I hadn’t fucked up publicly. I hadn’t embarrassed myself in any way. I was just allowing myself to be who I am. To be weak. To feel pain. To be uncertain and scared. To not pretend that everything was great. Because it wasn’t.
But the logic was that if I wasn’t smiling all the time, the only explanation must be that I’m a mean person, who’s just fake online to deceive her audience.
Master getting unbroken
Very few people knew how broken I was.
Very few people knew that I barely made any money for an entire year and that it was thanks to my amazing boyfriend’s financial and emotional support that I barely made it through.
Very few people cared to ask.
Few actually did. And the ones, who did, were people I know for a fact have been through hell and know exactly how dark it could get. But that it also gets bright and shiny afterwards. And that’s OK.
Normal people don’t smile all the time.
Smiling all the time is deceitful — to the outside world, but, more importantly, to oneself.
Smiling all the time means we’re not paying attention to actual problems, which need our attention and would sooner or later come back to bite us in the ass.
Smiling all the time is emotionally unhealthy as it doesn’t give us the room to work through all kinds of pain that we all experience at a certain point in our lives.

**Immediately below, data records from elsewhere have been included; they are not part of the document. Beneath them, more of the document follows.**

Issue #60, opened 2023-02-09
CycloneDX Gradle plugin has non-detereminitic behavior


behnazh-w:
The [CycloneDX Gradle plugin](https://github.com/CycloneDX/cyclonedx-gradle-plugin) produces different BOM files in different runs, which results in failing [Gradle dependency analysis integration tests](https://github.com/oracle-samples/macaron/actions/runs/4130738272).

PR #552, opened 2023-11-09
test: replace some micronaut-core tests with micronaut-test to reduce integration test time

behnazh-w:
We use [micronaut-core](https://github.com/micronaut-projects/micronaut-core) in the integration tests a few times but this project takes a long time to analyze because it produces many artifacts, which we download and verify as part of the provenance verification.

This PR reduces the execution time of the integration tests by making the following changes:

- Using [micronaut-core](https://github.com/micronaut-projects/micronaut-core) only once and checking the analysis result.
- Using  [micronaut-test](https://github.com/micronaut-projects/micronaut-test) instead of [micronaut-core](https://github.com/micronaut-projects/micronaut-core) in the following tests.
- Commenting out the test for Gradle dependencies as it requires fixing https://github.com/oracle/macaron/issues/60.


tromai (approved):
Thanks for making the changes. LGTM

We can’t solve problems we’re not willing to have, even if we use the power of positive thinking. The power of positive thinking is a dangerous fallacy because it masks obstacles that are actually crucial crossroads on our way to becoming true to who we are.
We can spend a lifetime pretending to be everyone the people around us expect us to be and never truly be who we’re meant to be. And if we hide it all behind a decorative smile, our problems won’t disappear, our dissatisfactions won’t dissolve, our disappointments won’t stop aching.
The only way to actually work through all of it is by actually intentionally paying attention to it, staying present with it, and being appreciative of the lessons all those inconveniences and discomforts are trying to teach us.